The finding that the increased tonic GABAA inhibition in TC neurons of genetic models is due to a malfunction of GAT-1 shifts the emphasis from a neuronal to an astrocytic aetiology of absence epilepsy. The impaired GAT-1 activity in GAERS is not caused by a decreased expression of GAT-1 mRNA or protein levels in either thalamus or cortex.17 Also, GAT-1 cDNA from GAERS, stargazer and lethargic mice presents no genetic variants, whereas the mutations responsible for absence seizures in stargazer and lethargic mice are not present in GAERS.17 Potential abnormalities that may lead to a reduced GAT-1 function, but have not yet been tested, include the inability of this protein to reach the outer astrocytic membrane, an alteration in its subcellular location and/or abnormalities in its phosphorylation. Similalry, we are aware of no study that has investigated GAT-1 (or GAT-3) genetic variants in human CAE.
Experimental typical absence seizures can be elicited or aggravated by selective GABABR agonists and can be blocked by selective GABABR antagonists, applied either systemically or intrathalamically.39–41 Because about 50% of the tonic GABAA current observed in TC neurons of GAERS, stargazer and lethargic mice is abolished by a GABABR antagonist17 (Figure 2C), the behavioural and EEG effects of GABABR-selective drugs on typical absence seizures can no longer be simply explained by the ability of these drugs to affect GABAB-mediated IPSPs and/or presynaptic GABABRs, but should also take into account the positive modulation by GABABRs of the tonic GABAA inhibition in TC neurons.
PHASIC GABAA INHIBITION
The picture concerning phasic GABAA inhibition in typical absence seizures is much more complex than that of tonic GABAA inhibition, since contradictory results have emerged from studies in various experimental models. For sake of clarity, therefore, the analysis of available evidence on phasic GABAA inhibition will be presented separately for each main neuronal type of the thalamo-cortical network, i.e. cortical neurons, TC neurons and the GABAergic neurons of the NRT.
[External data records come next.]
PR #1426, opened 2019-03-04
Add support for compressing protobuf messages

richardartoul:
# Review Guide

## Known Issues

There are several known issues with this P.R that I will address in a follow up, but the P.R is already too large to address them all here: https://github.com/m3db/m3/issues/1471

## Features

- [x] Add new Proto encoder which implements encoding.Encoder and can compress a stream of Protobuf messages given a schema.
- [x] Add new Proto iterator which implements encoding.Iterator and can decompress a stream of Protobuf messages given a schema.
- [x] Add extremely rudimentary support for applying a single schema to an entire M3DB node based on a configuration file (this is temporary code that will be replaced by dynamic schema management later).
- [x] Add property test that verifies the behavior of the encoder and iterator by generating dynamic schemas and encoding/decoding many different messages.


src/dbnode/encoding/m3tsz/encoder.go
```diff
@@ -363,31 +363,34 @@ func (enc *encoder) writeFullFloatVal(val uint64) {
...
 func (enc *encoder) writeFloatXOR(val uint64) {
 	xor := enc.vb ^ val
-	enc.writeXOR(enc.xor, xor)
+	WriteXOR(enc.os, enc.xor, xor)
 	enc.xor = xor
 	enc.vb = val
 }
 
-func (enc *encoder) writeXOR(prevXOR, curXOR uint64) {
+func WriteXOR(
```
robskillington: This is fine for a proof of concept, I do think we'll want to use use the same float or int value compression logic though before we land on a final implementation.

richardartoul: I don't think so for two reasons:

1. We don't want this to be lossy because its expressly not for metrics data
2. The data is already typed (since we have schemas) so we already know if the data is a float or integer. If we want to do some special integer compression we can just do it on any fields that are explicitly of type integer

src/dbnode/encoding/proto/iterator.go
```diff
@@ -0,0 +1,878 @@
...
+)
+
+type iterator struct {
+	opts                   encoding.Options
+	err                    error
+	schema                 *desc.MessageDescriptor
+	stream                 encoding.IStream
+	consumedFirstMessage   bool
+	lastIterated           *dynamic.Message
+	lastIteratedAnnotation []byte
```
martin-mao: Why name this Annotation, isn't it just the proto bytes now and we're just using annotation due to interface refactoring issues?

src/dbnode/encoding/proto/iterator.go
```diff
@@ -0,0 +1,878 @@
...
+		}
+
+		prev := int64(it.customFields[i].prevFloatBits)
+		it.customFields[i].prevFloatBits = uint64(prev + (sign * diff))
+	}
+
+	return nil
+}
+
+// TODO: Share logic with encoder if possible
```
martin-mao: +1, logic looks identical.

src/dbnode/encoding/proto/iterator.go
```diff
@@ -0,0 +1,878 @@
...
+func (it *iterator) readFloatXOR(i int) (floatBits, xor uint64, err error) {
+	xor, err = it.readXOR(i)
+	if err != nil {
+		return 0, 0, err
+	}
+	prevFloatBits := it.customFields[i].prevFloatBits
+	return prevFloatBits ^ xor, xor, nil
+}
+
+func (it *iterator) readXOR(i int) (uint64, error) {
```
martin-mao: We should probably refactor the horizontal field encoding logic into some lower level encoding packages so you can re-use certain type encoding logic (in addition to the delta of delta timestamp stuff) across the m3tsz and proto encoders and iterators. 

I guess we can do that when we remove the m3tsz iterator out of here.

src/dbnode/encoding/m3tsz/m3tsz.go
```diff
@@ -23,20 +23,36 @@ package m3tsz
...
 
 const (
 	// DefaultIntOptimizationEnabled is the default switch for m3tsz int optimization
 	DefaultIntOptimizationEnabled = true
 
-	opcodeZeroValueXOR        = 0x0
-	opcodeContainedValueXOR   = 0x2
-	opcodeUncontainedValueXOR = 0x3
+	// OpcodeZeroValueXOR indicates the XOR was zero.
+	OpcodeZeroValueXOR = 0x0
```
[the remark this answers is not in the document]
richardartoul: I had them in encoding.Common at first, but once I embedded the M3TSZ encoder in this one it made more sense. Even when I factor that out, I think it makes sense to keep these in the M3TSZ packaged unless we're gonna get rid of that completely

src/dbnode/encoding/proto/encoder_test.go
```diff
@@ -0,0 +1,50 @@
...
+				{fieldNum: 4, fieldType: cBytes},       // deliveryID
+			},
+		},
+	}
+
+	for _, tc := range testCases {
+		tszFields := customFields(nil, tc.schema)
+		require.Equal(t, tc.expected, tszFields)
+	}
+}
```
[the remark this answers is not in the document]
richardartoul: Honestly the property test covers pretty much everything. It generates hundred of different combinations of schemas

src/dbnode/encoding/proto/encoder.go
```diff
@@ -0,0 +1,807 @@
...
+
+		currVal := existing[j]
+		nextVal := existing[nextIdx]
+		existing[j] = nextVal
+		existing[nextIdx] = currVal
+	}
+}
+
+func (enc *Encoder) addToBytesDict(fieldIdx int, hash uint64) {
+	existing := enc.customFields[fieldIdx].bytesFieldDict
```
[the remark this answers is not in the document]
richardartoul: You can't implement an LRU with a heap can you? Would need a map + double linked list

src/dbnode/encoding/proto/encoder.go
```diff
@@ -0,0 +1,807 @@
...
+func (enc *Encoder) Reset(
+	start time.Time,
+	capacity int,
+) {
+	enc.reset(start, capacity)
+}
+
+// SetSchema sets the encoders schema.
+func (enc *Encoder) SetSchema(schema *desc.MessageDescriptor) {
+	enc.resetSchema(schema)
```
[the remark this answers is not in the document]
richardartoul: The answer to 1 and 2 is yes. The code to do that will come in a follow up P.R probably, just want to get this stuff reviewed / merged

I have it now just to have the interface for what it will be in the future and also it lets me test reusing the encoder in my property test so I know the reset logic works

src/dbnode/encoding/proto/encoder.go
```diff
@@ -0,0 +1,807 @@
...
+	case int32:
+		signedVal = int64(typedVal)
+	default:
+		return fmt.Errorf(
+			"%s found unknown type in fieldNum %d", encErrPrefix, customField.fieldNum)
+	}
+
+	if isUnsignedInt(customField.fieldType) {
+		if !enc.hasEncodedFirstSetOfCustomValues {
+			enc.encodeFirstUnsignedIntValue(i, unsignedVal)
```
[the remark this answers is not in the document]
richardartoul: I tried that a few different times and the logic was just different enough to make it a mess

src/dbnode/encoding/m3tsz/encoder.go
```diff
@@ -201,16 +204,18 @@ func (enc *encoder) writeTimeUnit(tu xtime.Unit) bool {
...
 	enc.os.WriteBits(uint64(nt), 64)
-	return enc.writeNextTime(t, ant, tu)
+	enc.writeAnnotation(ant)
+	return enc.WriteNextTime(t, ant, tu)
 }
 
-func (enc *encoder) writeNextTime(t time.Time, ant ts.Annotation, tu xtime.Unit) error {
-	enc.writeAnnotation(ant)
+// WriteFirstTime encodes the next (non-first) timestamp.
+func (enc *Encoder) WriteNextTime(t time.Time, ant ts.Annotation, tu xtime.Unit) error {
```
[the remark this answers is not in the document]
richardartoul: The comment is wrong, I'll fix that. Not sure what you mean by only encoding the annotation once?

src/dbnode/encoding/proto/iterator.go
richardartoul: sure I can rename this

src/dbnode/encoding/proto/iterator.go
richardartoul: Yeah right now I think it makes sense for proto to depend on m3tsz since thats pretty much literally what it is logically. Can refactor if that turns out to be the wrong decision

src/dbnode/encoding/proto/encoder_test.go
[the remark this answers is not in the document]
martin-mao: I'm thinking the edge cases like making sure the errors are propagated when they occur or we handle things like int overflows (or like the delta overflowing etc).

glide.yaml
```diff
@@ -114,9 +118,8 @@ import:
     version: ^1.2.0
 
   # NB(r): make sure to use the master commit for vellum
-  # once all upstream changes are complete in github.com/couchbase/vellum.
-  - package: github.com/couchbase/vellum
-    repo: https://github.com/m3db/vellum
+  # once all upstream changes are complete in github.com/m3db/vellum.
+  - package: github.com/m3db/vellum
```
robskillington: Do we have to update all the import paths now?

scripts/development/m3_stack/m3coordinator.yml
```diff
@@ -32,6 +32,8 @@ clusters:
             - zone: embedded
               endpoints:
                 - m3db_seed:2379
+      # proto:
+      #   schemaFilePath: /etc/m3coordinator/schema.proto
```
robskillington: Do you still need this?

scripts/development/m3_stack/schema.proto
```diff
@@ -0,0 +1,8 @@
+syntax = "proto3";
+
+message Schema {
+  double latitude = 1;
+  double longitude = 2;
+  int64 numTrips = 3;
```
robskillington: nit: Maybe more realistic field rather than `numTrips`?

src/dbnode/client/options.go
```diff
@@ -354,7 +357,15 @@ func (o *options) Validate() error {
...
 	opts.readerIteratorAllocate = func(r io.Reader) encoding.ReaderIterator {
-		return m3tsz.NewReaderIterator(r, m3tsz.DefaultIntOptimizationEnabled, encoding.NewOptions())
+		return m3tsz.NewReaderIterator(r, nil, m3tsz.DefaultIntOptimizationEnabled, encoding.NewOptions())
+	}
+	return &opts
+}
+
+func (o *options) SetEncodingProto(schema *desc.MessageDescriptor, encodingOpts encoding.Options) Options {
+	opts := *o
+	opts.readerIteratorAllocate = func(r io.Reader) encoding.ReaderIterator {
```
robskillington: Interesting, for now this makes sense, I assume in future we're going to have to have some sort of per namespace data structure?

src/dbnode/encoding/m3tsz/encoder.go
```diff
@@ -148,14 +149,15 @@ func (enc *encoder) writeNext(dp ts.Datapoint, ant ts.Annotation, tu xtime.Unit)
...
-func (enc *encoder) shouldWriteAnnotation(ant ts.Annotation) bool {
+func (enc *Encoder) shouldWriteAnnotation(ant ts.Annotation) bool {
 	numAnnotationBytes := len(ant)
 	if numAnnotationBytes == 0 {
 		return false
 	}
 	if numAnnotationBytes != len(enc.ant) {
 		return true
 	}
+	// TODO(rartoul): Use bytes.Equal()
```
robskillington: Any reason not to do this now?

src/dbnode/encoding/m3tsz/encoder.go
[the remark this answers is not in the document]
robskillington: Hm yeah, is there a reason that `enc.writeAnnotation(ant)` is not called in `WriteNextTime` anymore?

src/dbnode/encoding/m3tsz/m3tsz.go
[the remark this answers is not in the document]
robskillington: Yeah we can unexport these now yeah?

src/dbnode/encoding/m3tsz/m3tsz.go
```diff
@@ -61,6 +77,95 @@ var (
...
+	stream.WriteBits(uint64(curLeading), 6)
+	numMeaningfulBits := 64 - curLeading - curTrailing
+	// numMeaningfulBits is at least 1, so we can subtract 1 from it and encode it in 6 bits
+	stream.WriteBits(uint64(numMeaningfulBits-1), 6)
+	stream.WriteBits(curXOR>>uint(curTrailing), numMeaningfulBits)
+}
+
+// WriteIntSig writes the number of significant bits of the diff if it has changed and
+// updates the IntSigBitsTracker.
+func WriteIntSig(os encoding.OStream, sigTracker *IntSigBitsTracker, sig uint8) {
```
robskillington: Why not make this a method on `IntSigBitsTracker`?  You could also set `encoding.OStream` on that too

robskillington: In fact what about creating a new struct called `OutputStream` in the M3TSZ package, then doing this:

```go


// now on Encoder you can embed it
type Encoder struct {
  stream OutputStream
}

func (e *Encoder) writeWhatever() {
  e.stream.os.Write(...)
}

func (e *Encoder) writeSomethingWithXOR() {
  e.stream.WriteXOR(prevXOR, curXOR)
}

func (e *Encoder) writeSomethingWithIntSig() {
  e.stream.WriteIntSig(sig)
}
```

src/dbnode/encoding/proto/common.go
```diff
@@ -0,0 +1,247 @@
...
+	// is no reasonm to distinguish between them for the purposes of encoding
+	// and decoding.
+	cNotCustomEncoded customFieldType = iota
+	cSignedInt64
+	cSignedInt32
+	cUnsignedInt64
+	cUnsignedInt32
+	cFloat64
+	cFloat32
+	cBytes
```
robskillington: Any reason for hungarian notation? heh. (Side note https://stackoverflow.com/questions/111933/why-shouldnt-i-use-hungarian-notation)

robskillington: Could you suffix with the word "Field" to avoid collision with say keyword like "float64"?

i.e. 

```go
type customFieldType int

const (
	notCustomField customFieldType = iota
	signedInt64Field
	signedInt32Field
	unsignedInt64Field
	unsignedInt32Field
	float64Field
	float32Field
	bytesField
)
```

src/dbnode/encoding/proto/common.go
```diff
@@ -0,0 +1,240 @@
...
+type customFieldState struct {
+	// TODO(rartoul): This could be made more efficient by separating out fields required
+	// for encoding and those required for enumeration, as well as trying to reuse some
+	// of the fields for multiple types to save memory, but its ok for now.
+	fieldNum  int
+	fieldType customFieldType
+
+	// Float state.
+	prevXOR       uint64
+	prevFloatBits uint64
```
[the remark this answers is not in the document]
robskillington: I believe that actually int's aren't being coerced into floats for the proto encoding.  I.e. it's not doing true M3TSZ since it needs to be lossless, so only doing float XORing for floats, and then for ints they are the only path using the sigint stuff, etc.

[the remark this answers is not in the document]
robskillington: In future we could introduce the lossy support too with int to float coercion (like M3TSZ is doing).

src/dbnode/encoding/proto/encoder.go
```diff
@@ -0,0 +1,820 @@
...
+
+func (enc *Encoder) encodeTimestamp(t time.Time, tu xtime.Unit) error {
+	if !enc.hasEncodedFirstSetOfCustomValues {
+		return enc.m3tszEncoder.WriteFirstTime(t, nil, tu)
+	}
+	return enc.m3tszEncoder.WriteNextTime(t, nil, tu)
+}
+
+// TODO: Add concept of hard/soft error and if there is a hard error
+// then the encoder cant be used anymore.
```
robskillington: Yeah this is important.

src/dbnode/encoding/proto/encoder.go
```diff
@@ -0,0 +1,820 @@
...
+
+// SetSchema sets the encoders schema.
+func (enc *Encoder) SetSchema(schema *desc.MessageDescriptor) {
+	enc.resetSchema(schema)
+}
+
+func (enc *Encoder) reset(start time.Time, capacity int) {
+	// TODO: Probably don't want to make these both the same capacity.
+	// TODO: Won't this be a massive alloc on the m3tsz encoder side for no reason?
+	// probably need to be able to reset the encoder and also specify the OStream
```
robskillington: Aren't you sharing the same ostream?  This is strange.

src/dbnode/encoding/proto/encoder.go
```diff
@@ -0,0 +1,820 @@
...
+			// in the proto marshal.
+			m.ClearFieldByNumber(customField.fieldNum)
+		}
+	}
+	enc.hasEncodedFirstSetOfCustomValues = true
+
+	return nil
+}
+
+func (enc *Encoder) encodeTSZValue(i int, iVal interface{}) error {
```
robskillington: Damn, this will alloc a float64 I assume?

src/dbnode/encoding/proto/encoder.go
```diff
@@ -0,0 +1,820 @@
...
+		currString, ok := iVal.(string)
+		if !ok {
+			return fmt.Errorf(
+				"%s found unknown type in fieldNum %d", encErrPrefix, customField.fieldNum)
+		}
+		currBytes = []byte(currString)
+	}
+
+	var (
+		hash             = murmur3.Sum64(currBytes)
```
robskillington: If you're doing string hashing (and not needing a hash for good distribution), xxhash is way faster and why we use it for our custom map types.

src/dbnode/encoding/proto/encoder.go
```diff
@@ -0,0 +1,820 @@
...
+		numPreviousBytes = len(customField.bytesFieldDict)
+		lastHashIdx      = numPreviousBytes - 1
+	)
+	if numPreviousBytes > 0 && hash == customField.bytesFieldDict[lastHashIdx] {
```
robskillington: Still need to actually check the value matches (if the hash matches, it could be a collision) - hash collisions are unavoidable unless using perfect hashing (of which each value must be known).

src/dbnode/encoding/proto/encoder.go
```diff
@@ -0,0 +1,820 @@
...
+		// No changes control bit.
+		enc.stream.WriteBit(opCodeNoChange)
+		return nil
+	}
+
+	// Bytes changed control bit.
+	enc.stream.WriteBit(opCodeChange)
+
+	for j, prevHash := range customField.bytesFieldDict {
+		if hash == prevHash {
```
robskillington: Here too, need to actually check values match with bytes.Equal or something (subslice as we talked about back into where it was stored).

src/dbnode/encoding/proto/encoder.go
```diff
@@ -0,0 +1,820 @@
...
+			return nil
+		}
+	}
+
+	// Control bit means interpret subsequent bits as varInt encoding length of a new
+	// []byte we haven't seen before.
+	enc.stream.WriteBit(opCodeInterpretSubsequentBitsAsBytesLengthVarInt)
+	enc.encodeVarInt((uint64(len(currBytes))))
+	for _, b := range currBytes {
+		enc.stream.WriteByte(b)
```
robskillington: Isn't there a `stream.Write([]byte)` now?

src/dbnode/encoding/proto/encoder.go
```diff
@@ -0,0 +1,820 @@
...
+					enc.opts.ByteFieldDictionaryLRUSize()))
+			enc.moveToEndOfBytesDict(i, j)
+			return nil
+		}
+	}
+
+	// Control bit means interpret subsequent bits as varInt encoding length of a new
+	// []byte we haven't seen before.
+	enc.stream.WriteBit(opCodeInterpretSubsequentBitsAsBytesLengthVarInt)
+	enc.encodeVarInt((uint64(len(currBytes))))
```
robskillington: nit: Extra level of `(` and `)` used here.

src/dbnode/encoding/proto/encoder.go
```diff
@@ -0,0 +1,820 @@
...
+		// their default values so we can do a clean merge on read.
+		enc.stream.WriteBit(opCodeNoFieldsSetToDefaultProtoMarshal)
+	}
+	enc.encodeVarInt(uint64(len(marshaled)))
+	enc.stream.WriteBytes(marshaled)
+
+	if enc.lastEncoded == nil {
+		// Set lastEncoded to m so that subsequent encodings only need to encode fields
+		// that have changed.
+		enc.lastEncoded = dynamic.NewMessage(enc.schema)
```
robskillington: There's no `Reset()` like method?  Sucks that this has to be allocated again and again.

Can this be fixed upstream?

robskillington: Could it not just be `enc.lastEncoded = m`?

src/dbnode/encoding/proto/encoder.go
```diff
@@ -0,0 +1,820 @@
...
+}
+
+func (enc *Encoder) encodeFirstTSZValue(i int, v float64) {
+	fb := math.Float64bits(v)
+	enc.stream.WriteBits(fb, 64)
+	enc.customFields[i].prevFloatBits = fb
+	enc.customFields[i].prevXOR = fb
+}
+
+func (enc *Encoder) encodeNextTSZValue(i int, next float64) {
```
robskillington: Hm, I think `WriteXOR` itself should handle this first/next business, and be on something like `EncoderStream` as mentioned before and keep all these prevXOR and prevFloatBits fields to itself too.

src/dbnode/encoding/proto/encoder.go
```diff
@@ -0,0 +1,820 @@
...
+	}
+
+	vBits := uint64(v)
+	numSig := encoding.NumSig(vBits)
+
+	m3tsz.WriteIntSig(enc.stream, &enc.customFields[i].intSigBitsTracker, numSig)
+	enc.encodeIntValDiff(vBits, neg, numSig)
+}
+
+func (enc *Encoder) encodeFirstUnsignedIntValue(i int, v uint64) {
```
robskillington: Same comment for firstsignedintvalue and firstunsignedintvalue and the consequent "next" versions too.

glide.yaml
richardartoul: Yeah, I had to do this to be able to pull it into our internal monorepo which uses dep :/

src/dbnode/client/options.go
richardartoul: Yep hopefully @Haijuncao 's code will fix this

src/dbnode/encoding/m3tsz/m3tsz.go
richardartoul: sure thats cleaner

src/dbnode/encoding/proto/common.go
richardartoul: Does it count as hungarian notation when I'm literally defining new types? I can change this if you feel strongly, but appending `Field` feels just as gross as prepending `c`

src/dbnode/encoding/proto/encoder.go
richardartoul: Yeah this might just be stale, will look into it.

src/dbnode/encoding/proto/encoder.go
richardartoul: its already allocated because I got it as an `interface{}` from the dynamic protobuf library. So luckily (or unluckily depending on how you think about it) this shouldn't cost me anything

src/dbnode/encoding/proto/encoder.go
richardartoul: sure thing, good to know. Will change

src/dbnode/encoding/proto/encoder.go
richardartoul: same reply

src/dbnode/encoding/proto/encoder.go
richardartoul: I'll have to pass in some state . to distinguish between first and last because that state is in my `customFieldState` the WriteXOR method doesn't know anything about that. I could add it to the `EncoderStream` but then I'll have to have one per-TSZ field which I think is probably more unwieldy than the existing implementation but I'll look into it

src/dbnode/encoding/m3tsz/encoder.go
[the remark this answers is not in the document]
richardartoul: I think I made this change as some other refactoring I did with an earlier implementation. The way I had it was still correct since I added a call to `writeAnnotation()` in `writeNext()` before the call to `writeNextTimestamp()` but agree it was confusing. Set it back to behave how it used to

src/dbnode/encoding/m3tsz/iterator.go
```diff
@@ -64,9 +64,12 @@ type readerIterator struct {
 }
 
 // NewReaderIterator returns a new iterator for a given reader
-func NewReaderIterator(reader io.Reader, intOptimized bool, opts encoding.Options) encoding.ReaderIterator {
-	return &readerIterator{
-		is:           encoding.NewIStream(reader),
+func NewReaderIterator(reader io.Reader, is encoding.IStream, intOptimized bool, opts encoding.Options) encoding.ReaderIterator {
```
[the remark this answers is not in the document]
richardartoul: sure

src/dbnode/encoding/m3tsz/m3tsz.go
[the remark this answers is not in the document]
richardartoul: I was actually using them in the proto iterator but it was easy to refactor it to just call a method on the m3tsz iterator so yeah I can unexport these now

src/dbnode/encoding/proto/common.go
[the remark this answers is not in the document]
richardartoul: yep its just being used for floats now

src/dbnode/encoding/proto/encoder.go
```diff
@@ -0,0 +1,807 @@
...
+	// avoid allocations.
+	varIntBuf              [8]byte
+	changedValues          []int32
+	fieldsChangedToDefault []int32
+	unmarshaled            *dynamic.Message
+
+	hasEncodedFirstSetOfCustomValues bool
+	closed                           bool
+
+	m3tszEncoder *m3tsz.Encoder
```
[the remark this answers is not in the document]
richardartoul: Sure

src/dbnode/encoding/proto/encoder.go
```diff
@@ -0,0 +1,807 @@
...
+
+	// Field numbers are 1-indexed so encoding the maximum field number
+	// at the beginning is equivalent to encoding the number of types
+	// we need to read after if we imagine that we're encoding a 1-indexed
+	// bitset where the position in the bitset encodes the field number (I.E
+	// the first value is the type for field number 1) and the values are
+	// the number of bits required to unique identify a custom type instead of
+	// just being a single bit (3 bits in the case of version 1 of the encoding
+	// scheme.)
+	maxFieldNum := enc.customFields[len(enc.customFields)-1].fieldNum
```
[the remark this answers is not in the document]
richardartoul: correct although I can add a sort just to be extra safe

src/dbnode/encoding/proto/encoder.go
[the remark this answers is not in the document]
richardartoul: added a TODO

src/dbnode/encoding/proto/encoder.go
richardartoul: Yeah ok its a little gross, but actually all I need to do is call reset on the m3tsz encoder because that will reset the shared OStream. I'll add a comment but this might get better when I implemented your `EncoderStream` suggestion

src/dbnode/encoding/proto/encoder.go
richardartoul: Implemented the bit padding thing we discussed

src/dbnode/encoding/proto/encoder.go
```diff
@@ -0,0 +1,807 @@
...
+		enc.stream.WriteBit(opCodeNoChange)
+		return
+	}
+
+	enc.stream.WriteBit(opCodeChange)
+
+	numSig := encoding.NumSig(diff)
+	newSig := enc.customFields[i].intSigBitsTracker.TrackNewSig(numSig)
+	// Can't use an intermediary variable for the intSigBitsTracker because we need to
+	// modify the value in the slice, not a copy of it.
```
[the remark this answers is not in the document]
richardartoul: its really easy to mess it up because you have to pass different types, would rather leave as is so the type-system can help out

src/dbnode/encoding/proto/encoder.go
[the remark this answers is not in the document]
richardartoul: Current algo shouldn't have repeated hashes unless there is a hash collision.

Doubly linked list would work, gonna leave it out for now though since these shouldn't be too big. Can add as a follow-up

src/dbnode/encoding/proto/encoder_test.go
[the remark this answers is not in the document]
richardartoul: int overflows and all that will be covered by the property test. Timestamp delta of delta stuff should be covered by M3TSZ tests.

I know what you're saying, but I can't think of much that isn't covered by my property tests already and I've already spent days writing that, don't have time to go add a bunch of manual tests as well

src/dbnode/encoding/proto/iterator.go
richardartoul: yeah the problem is they operate on different types so I would have to do some `interface{}` magic which is gonna allocate :/

src/dbnode/encoding/proto/encoder_test.go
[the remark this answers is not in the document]
martin-mao: Ok sounds good.

src/dbnode/encoding/proto/encoder.go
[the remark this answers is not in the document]
martin-mao: Yeah I think this should be efficient for smaller numbers - just suggesting having a bench to see where the breaking point is of when we should switch it out (eg if the benchmarks show that it won't matter until we get to thousands, then we'll never need to do it, but if it shows that it'll be way more efficient at 20, we may want to add a TODO).

src/dbnode/encoding/proto/encoder.go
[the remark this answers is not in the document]
martin-mao: I mean if it's in the proto spec then no worries, but otherwise it might be better for us to be safe in case they change that later for whatever reason.

src/dbnode/encoding/m3tsz/encoder.go
```diff
@@ -467,64 +260,35 @@ func (enc *encoder) writeIntSigMult(sig, mult uint8, floatChanged bool) {
...
 	enc.os.Reset(bytes)
-	enc.t = start
-	enc.dt = 0
-	enc.vb = 0
-	enc.xor = 0
+
+	timeUnit := initialTimeUnit(start, enc.opts.DefaultTimeUnit())
+	enc.tsEncoderState = NewTimestampEncoder(start, timeUnit, enc.opts)
+
+	enc.xorEncoderState = XOREncoder{}
```
martin-mao: Why create a new encoder instead of having a reset on existing XOREncoder?

src/dbnode/encoding/m3tsz/encoder.go
```diff
@@ -467,64 +260,35 @@ func (enc *encoder) writeIntSigMult(sig, mult uint8, floatChanged bool) {
...
 
 func (enc *encoder) reset(start time.Time, bytes checked.Bytes) {
 	enc.os.Reset(bytes)
-	enc.t = start
-	enc.dt = 0
-	enc.vb = 0
-	enc.xor = 0
+
+	timeUnit := initialTimeUnit(start, enc.opts.DefaultTimeUnit())
+	enc.tsEncoderState = NewTimestampEncoder(start, timeUnit, enc.opts)
```
martin-mao: Why create new TimeStampEncoder? Are there pooled?

src/dbnode/encoding/m3tsz/iterator.go
```diff
@@ -37,39 +37,30 @@ import (
...
-	mes  encoding.MarkerEncodingScheme
 
 	// internal bookkeeping
-	t   time.Time     // current time
-	dt  time.Duration // current time delta
-	vb  uint64        // current float value
-	xor uint64        // current float xor
-	err error         // current error
+	tsIterator TimestampIterator
+	vb         uint64 // current float value
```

Phasic GABAA Inhibition In Cortex
Among the various mutations in GABAAR subunits, those that have been identified in related or unrelated CAE patients are: α1(S326fs328X), β3(P11S), 3(S15F), β3(G32R), γ2(R43Q), γ2(R139G) and γ2(IVS6+2T•G).12–15,42 Functional analysis of these mutant proteins expressed in heterelogous systems has shown that all of them bring about a marked decrease in GABA responses.12 Importantly, humans carrying the γ2(R43Q) mutation have been shown to have a decreased short-interval intracortical inhibition assessed with transcranial magnetic stimulation, leading to cortical facilitation.43 γ2(R43Q) mutant mice constructed by homologous recombination express spontaneous ethosuximide-sensitive absence seizures.44 Moreover, despite the fact that the γ2 subunit has an almost ubiquitous expression and is apparently required for functional synaptic GABAARs, these mice exhibit a brain region-specific alteration in phasic GABAA inhibition, since cortical layer 2/3 pyramidal cells but not TC or NRT neurons show a reduction in miniature IPSCs (mIPSCs) compared to age-matched wildtype littermates.44 Whether the region-specificity of this malfunction is also present in humans with the γ2(R43Q) mutation, or only occurs in mice because of some species-specific promoters or silencers, is not known at present. Nevertheless, together with showing the physiological effect of a human genetic variant in a “true” physiological system as opposed to hetereologous expression systems, the key significance of this finding is that it is the first clear evidence that the downstream abnormalities of a human genetic variant in CAE can be inhibition that brain region-specific. Importantly, the cortex-specific abnormality in phasic GABAA results from the human γ2(R43Q) mutation exquisitively complements previous experimental data showing that 1) in felines in vivo the localized block of GABAARs by cortical application of inhibition in the thalamus, does elicit SWDs,33 and bicuculline, which leaves intact phasic GABAA inhibition in TC neurons is either unaffected or 2) in rat and mouse genetic models phasic GABAAincreased compared to their respective non-epileptic controls17,44–47 (see below).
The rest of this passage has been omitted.